[Saved data entries]
<<<<

PR #3485, opened 2020-04-06
build: include `__init__.py` in `//tensorboard`

### LINKED ISSUE #3484: `bazel run //tensorboard` broken with What-If Tool 1.6.0post3
This only affects TensorBoard as run via Bazel.

With `tensorboard-plugin-wit==1.6.0post3` (pushed this morning),
TensorBoard fails to start while loading the What-If Tool plugin:

```
  File "VIRTUAL_ENV/tensorboard_plugin_wit/wit_plugin_loader.py", line 51, in load
    version = pkg_resources.parse_version(tensorboard.__version__)
AttributeError: module 'tensorboard' has no attribute '__version__'
terminate called without an active exception
Fatal Python error: Aborted
```

Why? The What-If Tool dereferences `tensorboard.__version__`, which is
set in TensorBoard’s `__init__.py`, but that `__init__.py` is not
actually included in the `//tensorboard` binary. It’s in the Pip package
only as a direct dep of `//tensorboard/pip_package:build_pip_package`.

cc @jameswex

wchargin:
Summary:
Needed for `tensorboard.__version__` to resolve, as used by (e.g.) the
What-If Tool. Fixes #3484.

Test Plan:
Running `bazel run //tensorboard -- --logdir /tmp/logs` in a virtualenv
with `tensorboard-plugin-wit==1.6.0.post3` installed now works, instead
of failing with:

```
  File "/VIRTUAL_ENV/lib/python3.7/site-packages/tensorboard_plugin_wit/wit_plugin_loader.py", line 51, in load
    version = pkg_resources.parse_version(tensorboard.__version__)
AttributeError: module 'tensorboard' has no attribute '__version__'
terminate called without an active exception
Fatal Python error: Aborted
```

wchargin-branch: build-include-init

### DIFF
--- a/tensorboard/BUILD
+++ b/tensorboard/BUILD
@@ -25,6 +25,7 @@ py_binary(
     deps = [
         ":default",
         ":dynamic_plugins",
+        ":lib",
         ":program",
         "//tensorboard:expect_tensorflow_installed",
         "//tensorboard/plugins:base_plugin",


wchargin:
You’re right that it’s not strictly necessary, but I think that it’s
good to keep in the spirit of strict deps. That is, it’s something that
the Pip package semantically needs to provide, and is only incidentally
provided by `//tensorboard`.

Does this sound reasonable to you, or would you prefer that I remove it?

stephanwlee:
Ah, strict deps. I forgot that building pip package uses the init. Current change LGTM.

PR #3486, opened 2020-04-06
application: on plugin load failure, log and continue

wchargin:
Summary:
Prior to this change, any exception raised from `loader.load()` would
crash TensorBoard (see, e.g., #3484). As of this patch, we log an error,
drop the plugin, and continue loading.

Test Plan:
Run `bazel run //tensorboard -- --logdir /tmp/logs` in a virtualenv with
`tensorboard-plugin-wit==1.6.0.post3` but *without* the patch in #3485
(i.e., run `git revert e59e9c4f376a`). Note that TensorBoard now prints:

```
E0406 11:00:39.494363 140089282381632 application.py:260] Failed to load plugin WhatIfToolPluginLoader.load; ignoring it.
  File ".../tensorboard/backend/application.py", line 255, in TensorBoardWSGIApp
    plugin = loader.load(context)
  File "/VIRTUAL_ENV/lib/python3.7/site-packages/tensorboard_plugin_wit/wit_plugin_loader.py", line 51, in load
    version = pkg_resources.parse_version(tensorboard.__version__)
AttributeError: module 'tensorboard' has no attribute '__version__'
Serving TensorBoard on localhost; to expose to the network, use a proxy or pass --bind_all
TensorBoard 2.3.0a0 at http://localhost:6006/ (Press CTRL+C to quit)
```

wchargin-branch: application-load-failure-robustness


wchargin:
The `PY2AND3` → `PY3` change is safe, because there are no
Google-internal Python 2 binaries that depend on this target.

tensorboard/backend/application.py
```diff
@@ -251,7 +251,15 @@ def TensorBoardWSGIApp(
     experimental_plugins = []
     for plugin_spec in plugins:
         loader = make_plugin_loader(plugin_spec)
-        plugin = loader.load(context)
+        try:
+            plugin = loader.load(context)
+        except Exception:
+            logger.error(
+                "Failed to invoke plugin loader %s",
```
stephanwlee, line 258: Is this supposed to be user visible error string? Not sure how much user cares about "invoking plugin loader". I think it should say something like "Failed to load plugin %s and ignoring it".

wchargin: Yes, it’s user-facing, and you’re right, it should be improved. Took
your wording; thanks.

wchargin: (It’s slightly awkward because the actual plugin name is given by the
result of `load`, so all we have is the qualname of the loader itself,
but hopefully “WhatIfToolPluginLoader.load” is clear enough.)

PR #4594, opened 2021-01-21
Expose getParams() in QueryParamsFeatureFlagDataSource

bmd3k:

  We want to add application-specific feature flags for varieties of TensorBoard. Part of this work requires implementing application-specific children of QueryParamsFeatureFlagDataSource. There is some logic from the base class that we'd like to share with children, so we can avoid duplicating some testing hooks.

  We expose a new protected method getParams() in QueryParamsFeatureFlagsDataSource. It returns util.getParams(), which can be overriden in tests for the child classes.

  Googlers, see http://cl/353022802 for some more context.


psybuzz (approved):
Thanks for the CL link for context

PR #4595, opened 2021-01-21
ci: run on pushes to tags

wchargin:
Summary:
Running CI on tags seems sensible on its own merits, and also enables us
to trigger CI on data server releases by tagging them rather than using
a temporary branch.

Test Plan:
The workflow run for this PR should show that the definition is still
valid. After merging, push a new tag for a commit that includes this
patch, and check that it starts a CI run.

wchargin-branch: ci-trigger-on-tags

### DIFF
--- a/.github/workflows/ci.yml
+++ b/.github/workflows/ci.yml
@@ -14,6 +14,8 @@ on:
       - master
       - '[0-9]+.*'
       - 'ci-*'
+    tags:
+      - '*'
   pull_request: {}
   schedule:
     # 13:00 UTC is 05:00 in Pacific standard time (UTC-8), which is well


wchargin:
I tried this out on a fork. I think what’s happening is that it runs the
workflow when I tag a commit that includes this workflow definition
change, but not when I tag an earlier commit. That is, when a tag is
pushed, it determines whether to run the workflow based on the CI at
that tag rather than at head, which makes sense.

This should be fine for us. It does mean that to test the functionality
post-merge, I’ll need to create a temporary tag and then delete it.
Altering tag history is generally frowned upon, but this feels different
from “oops, let’s change the `3.0.0` tag to also include a cherry-pick”,
so I can be okay with it.

nfelt (approved):

PR #4603, opened 2021-01-25
rustboard: propagate --verbosity=debug to tensorboard-data-server

nfelt:
This extends the current propagation of `INFO`-level logging to also apply to `DEBUG` - we just pass `--verbose` a second time if the Python code is logging at `DEBUG`.

### DIFF
--- a/tensorboard/data/server_ingester.py
+++ b/tensorboard/data/server_ingester.py
@@ -86,6 +86,8 @@ class SubprocessServerDataIngester(ingester.DataIngester):
         ]
         if logger.isEnabledFor(logging.INFO):
             args.append("--verbose")
+        if logger.isEnabledFor(logging.DEBUG):
+            args.append("--verbose")  # Repeat arg to increase verbosity.
 
         logger.info("Spawning data server: %r", args)
         popen = subprocess.Popen(args, stdin=subprocess.PIPE)


wchargin (approved):
Nice; thanks.

wchargin:
In case it’s new to you: you can set the `RUST_LOG` env variable for
more precise logging, like:

```
RUST_LOG=rustboard_core::cli=info,rustboard_core::run=debug bazel run ...
```

or just `RUST_LOG=rustboard` to show all logs from our code. (It’s a
prefix match on the module name: <https://docs.rs/env_logger>.) This can
be helpful since the actual gRPC server has a log of `TRACE`-level logs.

(I still approve of this change.)

nfelt:
> In case it’s new to you: you can set the `RUST_LOG` env variable for
> more precise logging, like:
> 
> ```
> RUST_LOG=rustboard_core::cli=info,rustboard_core::run=debug bazel run ...
> ```
> 
> or just `RUST_LOG=rustboard` to show all logs from our code. (It’s a
> prefix match on the module name: https://docs.rs/env_logger.) This can
> be helpful since the actual gRPC server has a log of `TRACE`-level logs.

Ah, thanks, useful!  I wondered briefly if this existed but not long enough to go digging for it (in part since I saw the propagation code was already there).

PR #4604, opened 2021-01-25
rust: make RunLoader commit periodically while loading a large run

nfelt:
Addresses the online commits task from #4422.

RunLoader's `reload()` method now ensures that we commit all time series data staged from the run at a regular interval (which I've hardcoded to 5 seconds), rather than waiting until all event files in the run have been read to exhaustion before committing any data.  I did a little refactoring to facilitate making this change which I've broken out into separate commits.

Based on a minimal amount of benchmarking against the ~20GiB event file from `gs://tensorboard-bench-logs/nndiv_100m/events.out.tfevents.1549560561.hostname`, it looks like this adds about 1% overhead in reading the file to completion (first is unmodified code; second is with this PR):

```
$ hyperfine -m 5 'bazel-bin/tensorboard/data/server/bench --logdir ~/scratch/tensorboard-bench-logs/'
Benchmark #1: bazel-bin/tensorboard/data/server/bench --logdir ~/scratch/tensorboard-bench-logs/
  Time (mean ± σ):     168.505 s ±  2.442 s    [User: 164.278 s, System: 4.212 s]
  Range (min … max):   166.091 s … 171.609 s    5 runs

$ hyperfine -m 5 'bazel-bin/tensorboard/data/server/bench --logdir ~/scratch/tensorboard-bench-logs/'
Benchmark #1: bazel-bin/tensorboard/data/server/bench --logdir ~/scratch/tensorboard-bench-logs/
  Time (mean ± σ):     171.296 s ±  2.586 s    [User: 167.006 s, System: 4.275 s]
  Range (min … max):   167.432 s … 174.439 s    5 runs
```

Test plan: ran against the aforementioned logdir and verified that we now see new data steadily appearing at 5 second intervals.

I haven't modified the unit tests to cover this behavior because I was a bit unsure about how to go about it.  My main thought was parameterizing `reload()` (or `RunLoader` at construction) in order to inject some kind of fake clock object, but I wasn't sure if there was a standard technique used for this.  Open to suggestions.

### DIFF
--- a/tensorboard/data/server/run.rs
+++ b/tensorboard/data/server/run.rs
@@ -15,19 +15,20 @@ limitations under the License.
 
 //! Loader for a single run, with one or more event files.
 
-use log::warn;
+use log::{debug, warn};
 use std::collections::{BTreeMap, HashMap, HashSet};
 use std::fs::File;
 use std::io::BufReader;
 use std::path::PathBuf;
 use std::sync::RwLock;
+use std::time::Instant;
 
 use crate::commit;
 use crate::data_compat::{EventValue, GraphDefValue, SummaryValue, TaggedRunMetadataValue};
 use crate::event_file::EventFileReader;
 use crate::proto::tensorboard as pb;
 use crate::reservoir::StageReservoir;
-use crate::types::{Step, Tag, WallTime};
+use crate::types::{Run, Step, Tag, WallTime};
 
 /// A loader to accumulate reservoir-sampled events in a single TensorBoard run.
 ///
@@ -35,6 +36,10 @@ use crate::types::{Step, Tag, WallTime};
 /// parameterized over a filesystem interface.
 #[derive(Debug)]
 pub struct RunLoader {
+    /// The run name associated with this loader. Used primarily for logging; the run name is
+    /// canonically defined by the map key under which this RunLoader is stored in LogdirLoader.
+    run: Run,
+
     /// The earliest event `wall_time` seen in any event file in this run.
     ///
     /// This is `None` if and only if no events have been seen. Its value may decrease as new
@@ -146,8 +151,9 @@ impl StageTimeSeries {
 }
 
 impl RunLoader {
-    pub fn new() -> Self {
+    pub fn new(run: Run) -> Self {
         Self {
+            run: run,
             start_time: None,
             files: BTreeMap::new(),
             time_series: HashMap::new(),
@@ -171,9 +177,17 @@ impl RunLoader {
     ///
     /// If we need to access `run_data` but the lock is poisoned.
     pub fn reload(&mut self, filenames: Vec<PathBuf>, run_data: &RwLock<commit::RunData>) {
+        let run_name = self.run.0.clone();
+        debug!("Starting load for run {:?}", run_name);
+        let start = Instant::now();
         self.update_file_set(filenames);
         self.reload_files();
         self.commit_all(run_data);
+        debug!(
+            "Finished load for run {:?} ({:?})",
+            run_name,
+            start.elapsed()
+        );
     }
 
     /// Updates the active key set of `self.files` to match the given filenames.
@@ -329,12 +343,6 @@ fn read_event(
     }
 }
 
-impl Default for RunLoader {
-    fn default() -> Self {
-        Self::new()
-    }
-}
-
 #[cfg(test)]
 mod test {
     use super::*;
@@ -390,7 +398,7 @@ mod test {
         f1.into_inner()?.sync_all()?;
         f2.into_inner()?.sync_all()?;
 
-        let mut loader = RunLoader::new();
+        let mut loader = RunLoader::new(run.clone());
         let commit = Commit::new();
         commit
             .runs
--- a/tensorboard/data/server/run.rs
+++ b/tensorboard/data/server/run.rs
@@ -189,7 +189,7 @@ impl RunLoader {
         debug!("Starting load for run {:?}", run_name);
         let start = Instant::now();
         self.update_file_set(filenames);
-        self.reload_files();
+        self.reload_files(read_event);
         commit_all(&mut self.data, run_data);
         debug!(
             "Finished load for run {:?} ({:?})",
@@ -235,8 +235,8 @@ impl RunLoader {
         }
     }
 
-    /// Reads data from all active event files.
-    fn reload_files(&mut self) {
+    /// Reads data from all active event files, and calls a handler for each event.
+    fn reload_files<F: FnMut(&mut RunLoaderData, pb::Event)>(&mut self, mut handle_event: F) {
         for (filename, ef) in self.files.iter_mut() {
             let reader = match ef {
                 EventFile::Dead => continue,
@@ -256,7 +256,7 @@ impl RunLoader {
                         break;
                     }
                 };
-                read_event(&mut self.data, event);
+                handle_event(&mut self.data, event);
             }
         }
     }
--- a/tensorboard/data/server/run.rs
+++ b/tensorboard/data/server/run.rs
@@ -37,7 +37,7 @@ use crate::types::{Run, Step, Tag, WallTime};
 #[derive(Debug)]
 pub struct RunLoader {
     /// The run name associated with this loader. Used primarily for logging; the run name is
-    /// canonically defined by the map key under which this `RunLoader` is stored in LogdirLoader.
+    /// canonically defined by the map key under which this `RunLoader` is stored in `LogdirLoader`.
     run: Run,
     /// The event files in this run.
     ///
@@ -164,7 +164,7 @@ const COMMIT_INTERVAL: Duration = Duration::from_secs(5);
 impl RunLoader {
     pub fn new(run: Run) -> Self {
         Self {
-            run: run,
+            run,
             files: BTreeMap::new(),
             checksum: true,
             data: RunLoaderData::default(),
--- a/tensorboard/data/server/run.rs
+++ b/tensorboard/data/server/run.rs
@@ -190,7 +190,7 @@ impl RunLoader {
         let start = Instant::now();
         self.update_file_set(filenames);
         self.reload_files();
-        self.commit_all(run_data);
+        commit_all(&mut self.data, run_data);
         debug!(
             "Finished load for run {:?} ({:?})",
             run_name,
@@ -260,13 +260,17 @@ impl RunLoader {
             }
         }
     }
+}
 
-    fn commit_all(&mut self, run_data: &RwLock<commit::RunData>) {
-        let mut run = run_data.write().expect("acquiring tags lock");
-        run.start_time = self.data.start_time;
-        for (tag, ts) in &mut self.data.time_series {
-            ts.commit(tag, &mut *run);
-        }
+/// Commits all data staged in the run loader into the given run of the commit.
+///
+/// This is a standalone function because it's called from `reload_files` in a context that already
+/// has an exclusive reference into `self.files`, and so can't call methods on `&mut self`.
+fn commit_all(run_loader_data: &mut RunLoaderData, run_data: &RwLock<commit::RunData>) {
+    let mut run = run_data.write().expect("acquiring tags lock");
+    run.start_time = run_loader_data.start_time;
+    for (tag, ts) in &mut run_loader_data.time_series {
+        ts.commit(tag, &mut *run);
     }
 }
 
--- a/tensorboard/data/server/run.rs
+++ b/tensorboard/data/server/run.rs
@@ -39,14 +39,6 @@ pub struct RunLoader {
     /// The run name associated with this loader. Used primarily for logging; the run name is
     /// canonically defined by the map key under which this RunLoader is stored in LogdirLoader.
     run: Run,
-
-    /// The earliest event `wall_time` seen in any event file in this run.
-    ///
-    /// This is `None` if and only if no events have been seen. Its value may decrease as new
-    /// events are read, but in practice this is expected to be the wall time of the first
-    /// `file_version` event in the first event file.
-    start_time: Option<WallTime>,
-
     /// The event files in this run.
     ///
     /// Event files are sorted and read lexicographically by name, which is designed to coincide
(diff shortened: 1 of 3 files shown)


tensorboard/data/server/run.rs
```diff
@@ -69,6 +66,20 @@ enum EventFile<R> {
     Dead,
 }
 
+/// Holds data staged by a RunLoader that will be commited to the Commit.
+#[derive(Debug)]
+struct RunLoaderData {
```
wchargin, line 71: I like the idea of extracting this type.

When first writing this module, I considered separating `RunLoader` into
`files` and `data` and putting methods on `data`, to cut down on
free-floating functions taking a bunch of `&mut` arguments. It seems
like that’s about what you’re doing here, so, some observations:

  - You’ve written this semantically as “the data that will be
    committed”, which makes sense. You could also write it more
    structurally as “the data that isn’t in `files`, since that’s the
    field into which we like to take long-lived mutable references”.
    I.e.: you could include `self.run` and `self.checksum` here.

    Doing so avoids the clone of `run_name`, which obviously isn’t a big
    performance hit, but makes me wonder whether the structure might be
    nice. It also simplifies the callback structure a bit (see below).

  - The free-standing `fn commit_all` and `fn read_event` functions are
    nicely set up to be `&mut self` methods on `RunLoaderData`, which I
    viewed as one of the benefits of this structure in the first place.

Thoughts?

tensorboard/data/server/run.rs
```diff
@@ -171,9 +188,33 @@ impl RunLoader {
...
     pub fn reload(&mut self, filenames: Vec<PathBuf>, run_data: &RwLock<commit::RunData>) {
+        let run_name = self.run.0.clone();
+        debug!("Starting load for run {:?}", run_name);
+        let start = Instant::now();
         self.update_file_set(filenames);
-        self.reload_files();
-        self.commit_all(run_data);
+        let mut n = 0;
+        let mut last_commit_time = Instant::now();
+        self.reload_files(|run_loader_data, event| {
```
wchargin, line 197: Thoughts on inlining this callback into `reload_files`? I don’t mind
callbacks in general, but they are a bit more complicated than not using
them. If `self.run` moves to `self.data.run`, then you only need to pass
in `self.reload_files(run_data, &start)`, which feels pretty reasonable
to me: it’s natural that `reload_files` should take the destination, and
`start` is just for instrumentation.

Then `reload` reads like:

```rust
let start = Instant::now();

self.update_file_set(filenames);
self.reload_files(run_data, &run_name, &start);
self.data.commit_all(run_data);
// ^ maybe move this into `reload_files`, too? maybe; could go either way

debug!(
    "Finished load for run {:?} ({:?})",
    self.data.run.0,
    start.elapsed()
);
```

tensorboard/data/server/run.rs
```diff
@@ -15,33 +15,30 @@ limitations under the License.
...
 pub struct RunLoader {
-    /// The earliest event `wall_time` seen in any event file in this run.
-    ///
-    /// This is `None` if and only if no events have been seen. Its value may decrease as new
-    /// events are read, but in practice this is expected to be the wall time of the first
-    /// `file_version` event in the first event file.
-    start_time: Option<WallTime>,
-
+    /// The run name associated with this loader. Used primarily for logging; the run name is
+    /// canonically defined by the map key under which this RunLoader is stored in LogdirLoader.
```
wchargin, line 40: nit: Since Rustdoc is Markdown, it’s [convention][1] to use backticks
around code atoms like `` `RunLoader` `` and `` `Commit` ``. You can
also write doc crosslinks like ``[`RunLoader`]``, but that’s more at
your discretion as to whether it’s useful.

(Throughout.)

tensorboard/data/server/run.rs
```diff
@@ -69,6 +66,20 @@ enum EventFile<R> {
     Dead,
 }
 
+/// Holds data staged by a RunLoader that will be commited to the Commit.
```
wchargin, line 69: sp.: s/commited/committed/

tensorboard/data/server/run.rs
```diff
@@ -269,8 +310,12 @@ fn read_event(
         }
         Some(wt) => wt,
     };
-    if start_time.map(|start| wall_time < start).unwrap_or(true) {
-        *start_time = Some(wall_time);
+    if data
+        .start_time
+        .map(|start| wall_time < start)
+        .unwrap_or(true)
```
wchargin, line 316: Can be `.map_or(true, |start| wall_time < start)`? (Could have been
originally, but presumably I forgot; now, it makes the code short enough
to not have to spill onto four lines, so worth changing imho.)

tensorboard/data/server/run.rs
```diff
@@ -269,8 +310,12 @@ fn read_event(
...
+    {
+        (*data).start_time = Some(wall_time);
```
wchargin, line 318: Can just be `data.start_time`; no need to explicitly deref.

(i.e., C’s `operator->` and `operator.` are basically both just `.`.)

tensorboard/data/server/run.rs
```diff
@@ -145,13 +156,19 @@ impl StageTimeSeries {
...
         Self {
-            start_time: None,
+            run: run,
             files: BTreeMap::new(),
-            time_series: HashMap::new(),
             checksum: true,
+            data: RunLoaderData {
+                start_time: None,
+                time_series: HashMap::new(),
+            },
```
wchargin, line 171: Optional: if you let `RunLoaderData` derive `Default`, then this is its
default value, so can be just `data: RunLoaderData::default()`.

wchargin (commented):
Lovely! Works on my machine. Some comments inline.

I’m okay with a ~1% overhead, especially since your μ±σ confidence
intervals overlap a bunch, and since this feature is clearly important
for non-small datasets.

> (first is unmodified code; second is with this PR):

One trick is to copy the old and new binaries to `./bench-{old,new}`
and then ask `hyperfine` to do a parameter sweep:

```
hyperfine '{tool} --logdir logs' -L tool ./bench-old,./bench-new
```

The main benefit is that it’ll give you a confidence interval around the
relative performance, something like “old is 1.02(±0.06)× faster”.

> I haven't modified the unit tests to cover this behavior because I was a bit unsure about how to go about it. My main thought was parameterizing `reload()` (or `RunLoader` at construction) in order to inject some kind of fake clock object, but I wasn't sure if there was a standard technique used for this. Open to suggestions.

That’s about right. The standard technique often involves doing so with
type parameters such that it’s all optimized out: [`StageReservoir`] and
its `ReservoirControl` do this. As to clock objects specifically: I’ve
not done this, and I don’t know of common patterns, but I imagine that a
simple `trait Clock { fn now(&self) -> Instant }` would suffice here,
and let the test clock own an `Rc<Instant>` or `AtomicI32` or something
that ticks forward each time that it’s called.

I’m okay with omitting dedicated tests for this. It seems unlikely to be
subtly broken, and the failure mode is not catastrophic (read-only, and
the right data still shows up, just later). Feel free to dive in if
you’re interested, but no action requested.

[`StageReservoir`]: https://github.com/tensorflow/tensorboard/blob/a906f7191137c1816c0544c00432a308fc627d2f/tensorboard/data/server/reservoir.rs#L70

> I did a little refactoring to facilitate making this change which I've broken out into separate commits.

Thanks; this was helpful. Feel free to merge however you want (rebase,
squash, separate PRs).

tensorboard/data/server/run.rs
nfelt: Good point about how the functions could be methods, I hadn't thought that far.  Can do.

Re: the scope of the data structure, I did briefly think about which fields to include and it seemed like a more semantically coherent boundary to define it as the data that will be committed.  Defining as just "everything except files" felt odd to me even if functionally it's the most convenient.  In particular even though cloning `run` is a bit ugly, semantically it just feels quite weird to make `run` a field on `self.data` instead of the top-level `RunLoader`, so I guess I preferred putting the weirdness inside the method bodies versus into the struct layout.  Similarly, it seems like semantically `self.checksum` would be more naturally located alongside `self.files` since it only affects the file-reading half of `RunLoader`, not the data-buffering half.

I guess in the purest sense we want something like a tripartite structure in which we have "effectively constant metadata" like `self.run` and `self.checksum` grouped in one substructure, and and then two different mutable substructures, `self.files` and `self.data`, so that all three can be reborrowed independently from the parent struct, but that seems... overcomplicated?  Would be nice to have some way to help the borrow checker resolve this without as much reshuffling of the actual struct fields themselves.

Thoughts?

tensorboard/data/server/run.rs
nfelt: Hmm.  So I arrived at this because I liked `reload_files()` better with the business logic of what to do with the event and how often to commit abstracted out of it.  In particular part of my reasoning was that if we wanted to parameterize the 5 second interval or do something fancier than a fixed interval (like triggering based on the event details itself), that configuration would all need to be plumbed into `reload_files()` either as their own parameters or as fields on `self`, and encapsulating it via the callback felt prettier.

As a halfway solution, I originally did have `commit_all()` called in `reload_files()` and was trying to pass in some kind of smaller "check if I need to commit yet" predicate instead, but then I remembered that abstractions are supposed to be free in Rust so I figured hey maybe I can just get away with calling a callback closure on every event :)

I'll grant it makes `reload()` a little messier; but I liked being able to read the sequence of commit steps and the timing details all in one function.  So if you aren't particularly opposed I think I'm happier with it this way.

nfelt (commented):
Thanks for the review!  Will address other comments after resolving the bigger questions.

tensorboard/data/server/run.rs
wchargin: Yep, that makes sense and seems reasonable to me. No strong opinion;
feel free to proceed as desired.

> Would be nice to have some way to help the borrow checker resolve this without as much reshuffling of the actual struct fields themselves.

You may be interested in [@nikomatsakis’s article on interprocedural
conflicts][1]. (Context: “NLL” = “non-lexical lifetimes”, referring to
a set of changes to the borrow checker taught it to accept more kinds of
valid code, making it much easier to write programs that compile.)

[1]: https://smallcultfollowing.com/babysteps/blog/2018/11/01/after-nll-interprocedural-conflicts/

tensorboard/data/server/run.rs
wchargin: This also seems reasonable to me. Sold.

> abstractions are supposed to be free in Rust so I figured hey maybe I can just get away with calling a callback closure on every event :)

[@chandlerc might contort that there are no zero-cost abstractions][1],
and that (Rust) closures have no run-time cost but do have human cost.
:-) But yeah, I’m okay with them here.

[1]: https://youtu.be/rHIkrotSwcc?t=9

wchargin (commented):
GitHub is still showing this in my queue; not sure why. Responded here
earlier:

  - <https://github.com/tensorflow/tensorboard/pull/4604/files#r564807244>
  - <https://github.com/tensorflow/tensorboard/pull/4604/files#r564812906>

tensorboard/data/server/run.rs
nfelt: Converted the free functions into methods.

Yeah, that article pretty much sums up the understanding I had come to as well.  The "View" thing is interesting, I could see that being fairly effective for a more complex situation but it definitely isn't lightweight.  Thanks for sharing!

tensorboard/data/server/run.rs
nfelt: No such thing as a free lunch after all huh 😿

nfelt (commented):
PTAL

> One trick is to copy the old and new binaries to `./bench-{old,new}`
> and then ask `hyperfine` to do a parameter sweep:
> 
> ```
> hyperfine '{tool} --logdir logs' -L tool ./bench-old,./bench-new
> ```
> 
> The main benefit is that it’ll give you a confidence interval around the
> relative performance, something like “old is 1.02(±0.06)× faster”.

Thanks!  Yeah, I realized after I had already run the first one that I could probably just copy the binaries into different places (unlike python...) but was too lazy to re-run it 😬 

> > I haven't modified the unit tests to cover this behavior because I was a bit unsure about how to go about it. My main thought was parameterizing `reload()` (or `RunLoader` at construction) in order to inject some kind of fake clock object, but I wasn't sure if there was a standard technique used for this. Open to suggestions.
> 
> That’s about right. The standard technique often involves doing so with
> type parameters such that it’s all optimized out: [`StageReservoir`](https://github.com/tensorflow/tensorboard/blob/a906f7191137c1816c0544c00432a308fc627d2f/tensorboard/data/server/reservoir.rs#L70) and
> its `ReservoirControl` do this. As to clock objects specifically: I’ve
> not done this, and I don’t know of common patterns, but I imagine that a
> simple `trait Clock { fn now(&self) -> Instant }` would suffice here,
> and let the test clock own an `Rc<Instant>` or `AtomicI32` or something
> that ticks forward each time that it’s called.
> 
> I’m okay with omitting dedicated tests for this. It seems unlikely to be
> subtly broken, and the failure mode is not catastrophic (read-only, and
> the right data still shows up, just later). Feel free to dive in if
> you’re interested, but no action requested.

Thanks, that technique makes sense!  I also agree with your last two points though, so if you're fine with it I'll omit the dedicated tests.

> > I did a little refactoring to facilitate making this change which I've broken out into separate commits.
> 
> Thanks; this was helpful. Feel free to merge however you want (rebase,
> squash, separate PRs).

I'm fine just squashing if you are (mostly broke out commits for ease of review).

tensorboard/data/server/run.rs
```diff
@@ -15,33 +15,30 @@ limitations under the License.
...
 pub struct RunLoader {
-    /// The earliest event `wall_time` seen in any event file in this run.
-    ///
-    /// This is `None` if and only if no events have been seen. Its value may decrease as new
-    /// events are read, but in practice this is expected to be the wall time of the first
-    /// `file_version` event in the first event file.
-    start_time: Option<WallTime>,
-
+    /// The run name associated with this loader. Used primarily for logging; the run name is
+    /// canonically defined by the map key under which this `RunLoader` is stored in LogdirLoader.
```
wchargin, line 40: nit if you’re already updating: `` `LogdirLoader` ``

wchargin (approved):
Feels nice to enable “Hide whitespace changes” without worrying that I’m
missing a load-bearing control flow bug!

tensorboard/data/server/run.rs
```diff
@@ -145,13 +158,16 @@ impl StageTimeSeries {
...
 
+/// Minimum time to wait between committing while a run is still loading.
+const COMMIT_INTERVAL: Duration = Duration::from_secs(5);
+
 impl RunLoader {
-    pub fn new() -> Self {
+    pub fn new(run: Run) -> Self {
         Self {
-            start_time: None,
+            run: run,
```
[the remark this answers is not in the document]
nfelt: Done.

tensorboard/data/server/run.rs
nfelt: I thought I got'em all but no. Thanks.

>>>>

◆ Problem to solve ◆
Work out how many lines in the data hold the word "trait"; reply with the number alone.

◆ Answer section ◆
2